- **YOUR TASK**:
From the line containing "- Add initial travis config." to the last line of the listing below, repeat every line exactly, and output nothing else.

- **EXTRACTED INFORMATION**:
◇ ◇ ◇
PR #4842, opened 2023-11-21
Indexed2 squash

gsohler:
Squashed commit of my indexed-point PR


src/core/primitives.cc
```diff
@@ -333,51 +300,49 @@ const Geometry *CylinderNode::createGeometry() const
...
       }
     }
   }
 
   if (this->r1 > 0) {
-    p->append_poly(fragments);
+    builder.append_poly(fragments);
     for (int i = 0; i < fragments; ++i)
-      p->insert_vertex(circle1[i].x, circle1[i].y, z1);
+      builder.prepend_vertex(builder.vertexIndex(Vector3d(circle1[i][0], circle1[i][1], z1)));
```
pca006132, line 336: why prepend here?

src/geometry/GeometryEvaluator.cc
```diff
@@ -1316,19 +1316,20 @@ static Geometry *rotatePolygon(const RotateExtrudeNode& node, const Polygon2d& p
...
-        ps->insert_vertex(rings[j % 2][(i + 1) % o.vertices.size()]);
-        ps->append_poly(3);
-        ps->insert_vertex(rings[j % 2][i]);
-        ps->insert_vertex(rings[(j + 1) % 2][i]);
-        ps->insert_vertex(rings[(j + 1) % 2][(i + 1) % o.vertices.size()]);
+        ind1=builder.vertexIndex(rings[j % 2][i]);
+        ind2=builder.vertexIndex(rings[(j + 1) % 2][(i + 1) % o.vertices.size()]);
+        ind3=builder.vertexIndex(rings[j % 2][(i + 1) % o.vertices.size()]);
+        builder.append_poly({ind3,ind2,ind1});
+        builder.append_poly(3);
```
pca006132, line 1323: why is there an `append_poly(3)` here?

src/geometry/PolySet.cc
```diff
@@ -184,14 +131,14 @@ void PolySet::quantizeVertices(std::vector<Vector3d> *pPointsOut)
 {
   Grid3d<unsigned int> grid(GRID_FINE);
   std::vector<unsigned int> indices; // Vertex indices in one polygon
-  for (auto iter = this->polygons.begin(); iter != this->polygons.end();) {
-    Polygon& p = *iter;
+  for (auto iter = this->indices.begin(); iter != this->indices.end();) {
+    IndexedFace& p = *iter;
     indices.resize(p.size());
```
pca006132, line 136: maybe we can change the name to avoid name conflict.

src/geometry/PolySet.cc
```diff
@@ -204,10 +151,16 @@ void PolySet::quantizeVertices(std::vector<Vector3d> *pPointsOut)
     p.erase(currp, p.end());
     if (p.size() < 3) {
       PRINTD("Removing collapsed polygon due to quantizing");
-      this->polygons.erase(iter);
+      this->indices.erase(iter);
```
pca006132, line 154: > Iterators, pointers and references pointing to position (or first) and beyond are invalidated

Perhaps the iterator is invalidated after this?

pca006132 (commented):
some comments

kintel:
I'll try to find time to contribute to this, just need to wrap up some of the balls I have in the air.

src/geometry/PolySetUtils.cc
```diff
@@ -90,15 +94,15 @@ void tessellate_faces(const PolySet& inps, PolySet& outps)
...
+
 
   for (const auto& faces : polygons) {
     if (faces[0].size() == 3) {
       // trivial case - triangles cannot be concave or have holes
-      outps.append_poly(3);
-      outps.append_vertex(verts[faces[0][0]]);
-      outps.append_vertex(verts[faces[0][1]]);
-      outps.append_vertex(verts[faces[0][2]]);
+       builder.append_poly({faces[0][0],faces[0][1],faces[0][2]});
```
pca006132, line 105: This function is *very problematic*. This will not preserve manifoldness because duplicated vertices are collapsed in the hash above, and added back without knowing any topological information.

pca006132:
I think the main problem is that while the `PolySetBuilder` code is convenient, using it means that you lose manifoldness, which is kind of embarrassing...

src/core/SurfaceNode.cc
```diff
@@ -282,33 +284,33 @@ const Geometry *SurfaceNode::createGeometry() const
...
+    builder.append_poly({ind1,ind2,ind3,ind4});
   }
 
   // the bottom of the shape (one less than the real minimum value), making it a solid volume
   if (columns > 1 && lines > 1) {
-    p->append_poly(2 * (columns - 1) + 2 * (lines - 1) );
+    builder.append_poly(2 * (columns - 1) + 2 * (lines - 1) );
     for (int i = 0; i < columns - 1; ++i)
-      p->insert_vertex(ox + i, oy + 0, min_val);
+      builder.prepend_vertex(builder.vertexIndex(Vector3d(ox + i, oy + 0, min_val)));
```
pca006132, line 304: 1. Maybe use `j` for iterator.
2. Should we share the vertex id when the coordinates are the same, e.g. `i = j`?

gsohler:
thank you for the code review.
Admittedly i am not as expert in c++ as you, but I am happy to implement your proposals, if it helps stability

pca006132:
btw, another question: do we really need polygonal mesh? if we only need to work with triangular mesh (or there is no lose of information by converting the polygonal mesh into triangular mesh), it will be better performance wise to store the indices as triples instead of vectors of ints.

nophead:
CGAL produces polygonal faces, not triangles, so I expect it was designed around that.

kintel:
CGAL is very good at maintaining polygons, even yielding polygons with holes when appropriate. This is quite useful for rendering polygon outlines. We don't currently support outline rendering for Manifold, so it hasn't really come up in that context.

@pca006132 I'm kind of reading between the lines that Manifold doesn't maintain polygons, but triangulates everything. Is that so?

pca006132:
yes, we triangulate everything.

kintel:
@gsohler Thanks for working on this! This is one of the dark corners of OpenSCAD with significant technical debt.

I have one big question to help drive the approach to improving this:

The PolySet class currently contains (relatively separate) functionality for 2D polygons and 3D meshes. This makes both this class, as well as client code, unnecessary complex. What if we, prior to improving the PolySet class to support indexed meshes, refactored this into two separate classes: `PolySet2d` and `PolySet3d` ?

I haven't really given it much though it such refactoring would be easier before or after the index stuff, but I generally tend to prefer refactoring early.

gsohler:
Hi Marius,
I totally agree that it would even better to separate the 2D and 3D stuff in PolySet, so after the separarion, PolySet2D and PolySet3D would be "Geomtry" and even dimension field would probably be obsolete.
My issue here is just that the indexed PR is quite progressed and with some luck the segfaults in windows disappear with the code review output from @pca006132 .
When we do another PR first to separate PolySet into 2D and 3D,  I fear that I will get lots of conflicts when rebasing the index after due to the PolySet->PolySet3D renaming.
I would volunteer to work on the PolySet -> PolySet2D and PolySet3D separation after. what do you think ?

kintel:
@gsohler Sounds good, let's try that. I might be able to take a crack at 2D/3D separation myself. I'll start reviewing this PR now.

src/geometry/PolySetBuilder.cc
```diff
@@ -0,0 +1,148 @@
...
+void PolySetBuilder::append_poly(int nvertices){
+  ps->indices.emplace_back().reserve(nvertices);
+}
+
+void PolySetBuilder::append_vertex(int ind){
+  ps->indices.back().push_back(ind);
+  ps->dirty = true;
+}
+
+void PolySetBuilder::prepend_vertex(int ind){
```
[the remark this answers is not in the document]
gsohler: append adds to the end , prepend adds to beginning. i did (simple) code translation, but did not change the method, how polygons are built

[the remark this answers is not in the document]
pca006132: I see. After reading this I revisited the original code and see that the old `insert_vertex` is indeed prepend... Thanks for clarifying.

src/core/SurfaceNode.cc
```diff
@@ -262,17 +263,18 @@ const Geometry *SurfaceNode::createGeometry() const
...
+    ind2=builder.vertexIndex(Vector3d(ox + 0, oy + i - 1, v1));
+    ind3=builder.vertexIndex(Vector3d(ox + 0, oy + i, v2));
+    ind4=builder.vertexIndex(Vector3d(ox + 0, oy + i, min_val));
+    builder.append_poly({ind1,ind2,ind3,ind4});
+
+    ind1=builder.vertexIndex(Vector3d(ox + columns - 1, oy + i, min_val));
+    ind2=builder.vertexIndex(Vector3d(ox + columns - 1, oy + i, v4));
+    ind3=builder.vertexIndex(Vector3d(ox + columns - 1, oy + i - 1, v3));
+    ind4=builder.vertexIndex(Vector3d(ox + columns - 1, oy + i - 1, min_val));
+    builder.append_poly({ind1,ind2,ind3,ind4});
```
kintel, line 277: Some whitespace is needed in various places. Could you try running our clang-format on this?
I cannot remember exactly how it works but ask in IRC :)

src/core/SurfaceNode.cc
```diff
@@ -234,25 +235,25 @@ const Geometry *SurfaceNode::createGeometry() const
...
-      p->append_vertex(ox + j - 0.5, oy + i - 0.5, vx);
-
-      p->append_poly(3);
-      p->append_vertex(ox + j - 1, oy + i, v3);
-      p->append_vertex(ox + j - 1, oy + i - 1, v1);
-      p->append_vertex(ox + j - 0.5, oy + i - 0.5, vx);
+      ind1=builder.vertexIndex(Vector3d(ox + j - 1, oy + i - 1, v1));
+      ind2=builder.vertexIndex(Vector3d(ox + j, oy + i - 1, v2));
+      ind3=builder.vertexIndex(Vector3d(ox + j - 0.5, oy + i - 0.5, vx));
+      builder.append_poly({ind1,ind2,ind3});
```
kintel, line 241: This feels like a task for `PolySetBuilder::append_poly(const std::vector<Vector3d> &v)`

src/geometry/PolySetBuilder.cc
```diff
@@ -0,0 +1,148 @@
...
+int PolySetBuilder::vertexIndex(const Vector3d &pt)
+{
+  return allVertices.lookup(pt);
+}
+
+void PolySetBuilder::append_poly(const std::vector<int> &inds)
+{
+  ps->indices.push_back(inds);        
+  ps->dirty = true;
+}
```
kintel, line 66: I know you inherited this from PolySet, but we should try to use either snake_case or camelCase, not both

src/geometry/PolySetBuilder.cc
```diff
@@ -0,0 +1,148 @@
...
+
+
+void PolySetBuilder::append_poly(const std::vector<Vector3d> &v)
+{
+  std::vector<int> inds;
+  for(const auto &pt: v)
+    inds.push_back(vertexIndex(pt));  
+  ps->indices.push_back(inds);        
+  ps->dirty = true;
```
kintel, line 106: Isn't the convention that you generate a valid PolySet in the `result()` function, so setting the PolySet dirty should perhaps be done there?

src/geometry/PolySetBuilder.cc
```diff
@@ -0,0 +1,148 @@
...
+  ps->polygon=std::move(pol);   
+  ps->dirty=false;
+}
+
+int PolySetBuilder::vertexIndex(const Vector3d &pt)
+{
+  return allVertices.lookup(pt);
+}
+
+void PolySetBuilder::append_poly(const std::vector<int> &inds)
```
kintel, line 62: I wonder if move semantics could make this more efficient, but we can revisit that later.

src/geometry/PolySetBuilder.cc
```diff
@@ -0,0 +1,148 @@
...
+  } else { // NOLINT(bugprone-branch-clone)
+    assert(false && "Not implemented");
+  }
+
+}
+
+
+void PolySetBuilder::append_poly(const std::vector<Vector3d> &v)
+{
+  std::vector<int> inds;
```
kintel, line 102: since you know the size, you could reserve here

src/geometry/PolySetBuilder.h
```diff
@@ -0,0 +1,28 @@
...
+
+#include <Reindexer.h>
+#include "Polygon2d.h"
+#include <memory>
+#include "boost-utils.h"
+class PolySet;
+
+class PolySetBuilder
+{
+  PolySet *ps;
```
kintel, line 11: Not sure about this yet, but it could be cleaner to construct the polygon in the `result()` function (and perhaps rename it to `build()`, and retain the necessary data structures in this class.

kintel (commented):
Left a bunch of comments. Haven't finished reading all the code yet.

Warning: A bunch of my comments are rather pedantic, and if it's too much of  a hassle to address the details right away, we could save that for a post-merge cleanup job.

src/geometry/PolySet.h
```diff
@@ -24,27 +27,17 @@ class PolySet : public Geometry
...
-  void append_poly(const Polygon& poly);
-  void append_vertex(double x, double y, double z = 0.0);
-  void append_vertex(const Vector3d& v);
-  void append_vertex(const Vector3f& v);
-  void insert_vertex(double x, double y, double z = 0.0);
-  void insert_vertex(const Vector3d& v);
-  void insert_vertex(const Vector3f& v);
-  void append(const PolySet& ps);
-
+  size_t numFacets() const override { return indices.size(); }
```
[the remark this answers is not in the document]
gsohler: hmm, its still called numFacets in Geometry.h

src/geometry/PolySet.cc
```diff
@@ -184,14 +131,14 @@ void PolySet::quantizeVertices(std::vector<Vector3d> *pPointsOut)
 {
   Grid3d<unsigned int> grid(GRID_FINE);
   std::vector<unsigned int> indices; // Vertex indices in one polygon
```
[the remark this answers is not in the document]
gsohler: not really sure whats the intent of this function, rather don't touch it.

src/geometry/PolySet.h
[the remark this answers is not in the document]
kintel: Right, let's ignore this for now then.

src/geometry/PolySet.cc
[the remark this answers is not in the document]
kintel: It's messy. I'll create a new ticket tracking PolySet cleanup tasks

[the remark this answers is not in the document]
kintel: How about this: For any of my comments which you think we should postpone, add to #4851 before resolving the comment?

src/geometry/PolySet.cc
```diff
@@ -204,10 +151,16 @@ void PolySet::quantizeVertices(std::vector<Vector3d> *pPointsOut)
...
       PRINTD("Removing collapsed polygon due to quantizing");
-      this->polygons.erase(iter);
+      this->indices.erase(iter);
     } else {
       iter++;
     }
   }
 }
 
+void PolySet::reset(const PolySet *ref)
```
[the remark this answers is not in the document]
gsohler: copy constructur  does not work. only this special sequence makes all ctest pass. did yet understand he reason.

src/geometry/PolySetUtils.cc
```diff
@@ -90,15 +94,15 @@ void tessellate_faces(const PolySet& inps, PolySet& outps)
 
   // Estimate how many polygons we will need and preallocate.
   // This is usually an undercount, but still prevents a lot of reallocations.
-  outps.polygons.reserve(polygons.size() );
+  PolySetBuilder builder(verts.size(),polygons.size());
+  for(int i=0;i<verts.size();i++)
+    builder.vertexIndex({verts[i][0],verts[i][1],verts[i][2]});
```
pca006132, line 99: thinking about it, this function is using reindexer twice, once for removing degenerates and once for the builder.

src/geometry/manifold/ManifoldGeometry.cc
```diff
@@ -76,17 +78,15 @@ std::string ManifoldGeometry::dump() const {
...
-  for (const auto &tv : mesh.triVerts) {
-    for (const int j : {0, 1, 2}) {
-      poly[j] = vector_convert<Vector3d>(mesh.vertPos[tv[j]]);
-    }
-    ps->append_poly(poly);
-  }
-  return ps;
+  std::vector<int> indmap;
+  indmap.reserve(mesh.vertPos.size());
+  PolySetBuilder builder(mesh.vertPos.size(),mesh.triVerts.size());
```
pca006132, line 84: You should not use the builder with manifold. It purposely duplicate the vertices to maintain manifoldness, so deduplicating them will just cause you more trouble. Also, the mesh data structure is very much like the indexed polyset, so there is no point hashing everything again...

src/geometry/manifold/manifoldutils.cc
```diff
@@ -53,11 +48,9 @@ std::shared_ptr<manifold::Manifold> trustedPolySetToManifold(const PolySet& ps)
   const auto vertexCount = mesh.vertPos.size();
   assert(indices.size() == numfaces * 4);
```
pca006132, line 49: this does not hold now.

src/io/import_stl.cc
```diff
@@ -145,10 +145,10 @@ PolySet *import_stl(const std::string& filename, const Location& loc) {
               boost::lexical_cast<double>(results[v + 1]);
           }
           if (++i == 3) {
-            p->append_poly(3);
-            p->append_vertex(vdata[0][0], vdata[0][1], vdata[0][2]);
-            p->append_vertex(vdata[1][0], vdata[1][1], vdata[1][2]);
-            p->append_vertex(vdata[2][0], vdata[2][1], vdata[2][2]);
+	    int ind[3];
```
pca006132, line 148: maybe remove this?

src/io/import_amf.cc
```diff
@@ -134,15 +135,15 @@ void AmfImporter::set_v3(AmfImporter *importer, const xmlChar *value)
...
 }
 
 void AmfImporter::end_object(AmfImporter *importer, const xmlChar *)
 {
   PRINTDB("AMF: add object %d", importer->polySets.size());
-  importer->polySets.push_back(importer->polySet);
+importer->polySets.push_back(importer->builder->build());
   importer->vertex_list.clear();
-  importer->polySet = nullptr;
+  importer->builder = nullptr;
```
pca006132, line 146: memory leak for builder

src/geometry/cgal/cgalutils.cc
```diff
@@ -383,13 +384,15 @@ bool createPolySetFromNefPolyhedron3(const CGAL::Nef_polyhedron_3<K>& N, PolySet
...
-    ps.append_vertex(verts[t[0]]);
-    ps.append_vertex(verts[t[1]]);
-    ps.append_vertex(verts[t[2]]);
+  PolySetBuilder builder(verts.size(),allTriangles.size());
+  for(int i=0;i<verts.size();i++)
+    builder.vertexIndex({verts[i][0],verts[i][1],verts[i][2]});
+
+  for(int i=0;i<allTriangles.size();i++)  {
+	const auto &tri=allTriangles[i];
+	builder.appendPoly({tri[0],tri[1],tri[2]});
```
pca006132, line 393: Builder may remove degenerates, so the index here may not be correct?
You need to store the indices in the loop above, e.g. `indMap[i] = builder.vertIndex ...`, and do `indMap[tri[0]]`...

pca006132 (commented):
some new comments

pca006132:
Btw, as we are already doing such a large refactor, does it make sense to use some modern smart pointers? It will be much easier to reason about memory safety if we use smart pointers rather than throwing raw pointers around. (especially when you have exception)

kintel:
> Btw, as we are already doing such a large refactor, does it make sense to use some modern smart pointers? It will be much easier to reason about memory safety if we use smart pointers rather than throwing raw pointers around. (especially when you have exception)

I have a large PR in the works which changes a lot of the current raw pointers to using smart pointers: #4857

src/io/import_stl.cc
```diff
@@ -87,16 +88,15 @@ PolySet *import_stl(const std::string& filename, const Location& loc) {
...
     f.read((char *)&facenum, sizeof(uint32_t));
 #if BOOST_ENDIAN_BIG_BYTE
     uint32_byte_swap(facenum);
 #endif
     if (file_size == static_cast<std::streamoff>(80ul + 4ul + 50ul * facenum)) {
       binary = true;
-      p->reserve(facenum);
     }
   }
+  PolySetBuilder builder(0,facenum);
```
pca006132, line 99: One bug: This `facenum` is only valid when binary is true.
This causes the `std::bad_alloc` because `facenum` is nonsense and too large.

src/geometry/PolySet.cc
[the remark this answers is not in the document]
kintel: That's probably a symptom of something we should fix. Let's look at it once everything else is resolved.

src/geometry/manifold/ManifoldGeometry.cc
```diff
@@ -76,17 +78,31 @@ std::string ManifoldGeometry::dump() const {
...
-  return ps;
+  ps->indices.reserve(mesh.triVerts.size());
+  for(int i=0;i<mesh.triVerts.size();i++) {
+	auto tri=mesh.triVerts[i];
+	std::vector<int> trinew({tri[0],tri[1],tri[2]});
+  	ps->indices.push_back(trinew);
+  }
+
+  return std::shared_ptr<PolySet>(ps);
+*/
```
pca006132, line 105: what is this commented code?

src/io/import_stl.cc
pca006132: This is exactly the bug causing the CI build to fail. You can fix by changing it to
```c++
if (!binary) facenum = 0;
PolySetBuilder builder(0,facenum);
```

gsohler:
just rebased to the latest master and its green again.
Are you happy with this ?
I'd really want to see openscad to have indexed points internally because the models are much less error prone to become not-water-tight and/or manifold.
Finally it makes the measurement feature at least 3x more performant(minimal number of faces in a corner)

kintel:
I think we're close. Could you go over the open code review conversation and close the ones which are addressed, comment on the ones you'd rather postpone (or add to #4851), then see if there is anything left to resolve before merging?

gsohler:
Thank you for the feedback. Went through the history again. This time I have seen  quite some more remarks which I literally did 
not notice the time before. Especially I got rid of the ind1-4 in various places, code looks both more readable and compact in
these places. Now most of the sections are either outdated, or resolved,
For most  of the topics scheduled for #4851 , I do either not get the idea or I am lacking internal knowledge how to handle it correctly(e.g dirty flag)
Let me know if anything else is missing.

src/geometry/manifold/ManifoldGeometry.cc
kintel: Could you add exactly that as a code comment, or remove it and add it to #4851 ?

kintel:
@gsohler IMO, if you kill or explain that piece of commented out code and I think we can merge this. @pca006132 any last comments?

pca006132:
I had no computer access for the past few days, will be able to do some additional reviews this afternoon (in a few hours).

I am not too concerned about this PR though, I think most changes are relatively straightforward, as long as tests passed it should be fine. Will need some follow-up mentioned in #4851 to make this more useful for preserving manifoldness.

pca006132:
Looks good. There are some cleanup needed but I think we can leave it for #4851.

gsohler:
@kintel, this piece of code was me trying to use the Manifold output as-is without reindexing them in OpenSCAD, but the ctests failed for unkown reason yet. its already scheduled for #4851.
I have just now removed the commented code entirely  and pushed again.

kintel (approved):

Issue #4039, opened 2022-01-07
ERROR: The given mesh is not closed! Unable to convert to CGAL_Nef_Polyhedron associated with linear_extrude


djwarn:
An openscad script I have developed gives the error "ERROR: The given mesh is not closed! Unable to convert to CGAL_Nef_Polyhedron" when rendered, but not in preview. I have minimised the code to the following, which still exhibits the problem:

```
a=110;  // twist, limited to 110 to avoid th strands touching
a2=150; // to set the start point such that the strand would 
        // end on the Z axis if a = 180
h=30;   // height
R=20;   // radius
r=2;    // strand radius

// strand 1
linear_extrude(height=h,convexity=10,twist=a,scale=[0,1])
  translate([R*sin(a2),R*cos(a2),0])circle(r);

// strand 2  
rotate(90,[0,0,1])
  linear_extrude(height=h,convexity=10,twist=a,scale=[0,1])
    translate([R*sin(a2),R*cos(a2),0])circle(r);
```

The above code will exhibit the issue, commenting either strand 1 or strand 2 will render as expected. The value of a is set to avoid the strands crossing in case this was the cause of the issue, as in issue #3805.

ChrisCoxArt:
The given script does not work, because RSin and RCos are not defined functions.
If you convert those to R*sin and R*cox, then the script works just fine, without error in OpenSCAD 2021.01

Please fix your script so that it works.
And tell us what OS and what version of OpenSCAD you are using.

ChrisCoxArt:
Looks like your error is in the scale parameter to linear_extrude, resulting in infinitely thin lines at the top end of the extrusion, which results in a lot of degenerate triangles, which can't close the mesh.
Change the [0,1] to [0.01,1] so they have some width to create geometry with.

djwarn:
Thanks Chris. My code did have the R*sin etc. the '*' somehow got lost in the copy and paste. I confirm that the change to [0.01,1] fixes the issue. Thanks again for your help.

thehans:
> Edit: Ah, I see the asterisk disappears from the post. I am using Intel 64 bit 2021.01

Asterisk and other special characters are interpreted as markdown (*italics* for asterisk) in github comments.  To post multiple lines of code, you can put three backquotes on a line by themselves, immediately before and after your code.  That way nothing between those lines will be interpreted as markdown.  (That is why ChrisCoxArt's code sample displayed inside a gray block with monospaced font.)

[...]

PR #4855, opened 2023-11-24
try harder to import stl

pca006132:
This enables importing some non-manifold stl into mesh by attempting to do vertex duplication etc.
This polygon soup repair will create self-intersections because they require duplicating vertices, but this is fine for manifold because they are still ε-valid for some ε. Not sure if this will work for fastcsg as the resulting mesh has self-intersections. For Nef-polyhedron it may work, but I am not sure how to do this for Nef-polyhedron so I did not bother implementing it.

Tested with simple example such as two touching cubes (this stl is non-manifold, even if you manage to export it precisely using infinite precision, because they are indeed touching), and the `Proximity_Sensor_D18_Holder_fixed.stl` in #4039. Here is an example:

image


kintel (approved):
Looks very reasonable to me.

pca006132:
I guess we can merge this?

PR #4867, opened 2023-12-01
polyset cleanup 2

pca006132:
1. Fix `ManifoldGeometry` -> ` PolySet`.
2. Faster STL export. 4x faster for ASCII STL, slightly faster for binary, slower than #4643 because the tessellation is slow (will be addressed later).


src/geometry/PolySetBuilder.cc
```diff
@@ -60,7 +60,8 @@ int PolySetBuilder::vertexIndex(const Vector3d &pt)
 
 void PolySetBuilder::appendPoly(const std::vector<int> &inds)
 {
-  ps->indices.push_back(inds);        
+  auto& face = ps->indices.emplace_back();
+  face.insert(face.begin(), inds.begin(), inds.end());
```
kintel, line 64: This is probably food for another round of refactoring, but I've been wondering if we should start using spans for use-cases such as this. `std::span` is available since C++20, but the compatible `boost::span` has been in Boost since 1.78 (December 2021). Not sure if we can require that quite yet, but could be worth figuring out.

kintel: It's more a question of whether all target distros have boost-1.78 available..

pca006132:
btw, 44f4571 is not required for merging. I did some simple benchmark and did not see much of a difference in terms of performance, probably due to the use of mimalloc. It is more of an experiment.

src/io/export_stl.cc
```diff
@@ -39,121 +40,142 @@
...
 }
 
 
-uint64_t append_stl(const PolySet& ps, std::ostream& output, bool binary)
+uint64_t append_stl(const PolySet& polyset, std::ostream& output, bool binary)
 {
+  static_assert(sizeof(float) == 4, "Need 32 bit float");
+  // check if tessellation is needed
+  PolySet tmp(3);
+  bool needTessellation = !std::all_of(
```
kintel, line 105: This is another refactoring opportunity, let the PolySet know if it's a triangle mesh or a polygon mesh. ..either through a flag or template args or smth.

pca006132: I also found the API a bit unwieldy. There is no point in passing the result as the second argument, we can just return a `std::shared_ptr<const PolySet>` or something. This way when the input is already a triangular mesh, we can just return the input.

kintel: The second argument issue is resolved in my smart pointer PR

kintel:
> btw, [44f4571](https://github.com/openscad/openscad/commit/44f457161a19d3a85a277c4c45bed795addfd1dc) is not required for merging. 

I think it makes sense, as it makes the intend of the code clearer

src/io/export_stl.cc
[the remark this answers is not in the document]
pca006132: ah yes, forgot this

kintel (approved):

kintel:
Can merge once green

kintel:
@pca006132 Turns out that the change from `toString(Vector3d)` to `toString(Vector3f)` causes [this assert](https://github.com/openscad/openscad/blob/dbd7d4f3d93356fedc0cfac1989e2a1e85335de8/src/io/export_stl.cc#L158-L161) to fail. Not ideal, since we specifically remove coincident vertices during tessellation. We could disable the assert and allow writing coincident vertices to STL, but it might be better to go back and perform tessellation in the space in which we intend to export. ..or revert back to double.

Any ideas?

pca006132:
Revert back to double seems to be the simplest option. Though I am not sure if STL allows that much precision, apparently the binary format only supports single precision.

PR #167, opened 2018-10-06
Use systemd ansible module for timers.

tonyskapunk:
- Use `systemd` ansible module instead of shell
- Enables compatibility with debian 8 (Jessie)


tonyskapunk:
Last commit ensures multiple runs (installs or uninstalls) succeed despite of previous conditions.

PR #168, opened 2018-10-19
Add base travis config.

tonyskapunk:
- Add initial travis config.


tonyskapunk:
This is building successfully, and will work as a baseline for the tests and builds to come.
◇ ◇ ◇
- **WRITTEN REPLY**:
- Add initial travis config.


tonyskapunk:
This is building successfully, and will work as a baseline for the tests and builds to come.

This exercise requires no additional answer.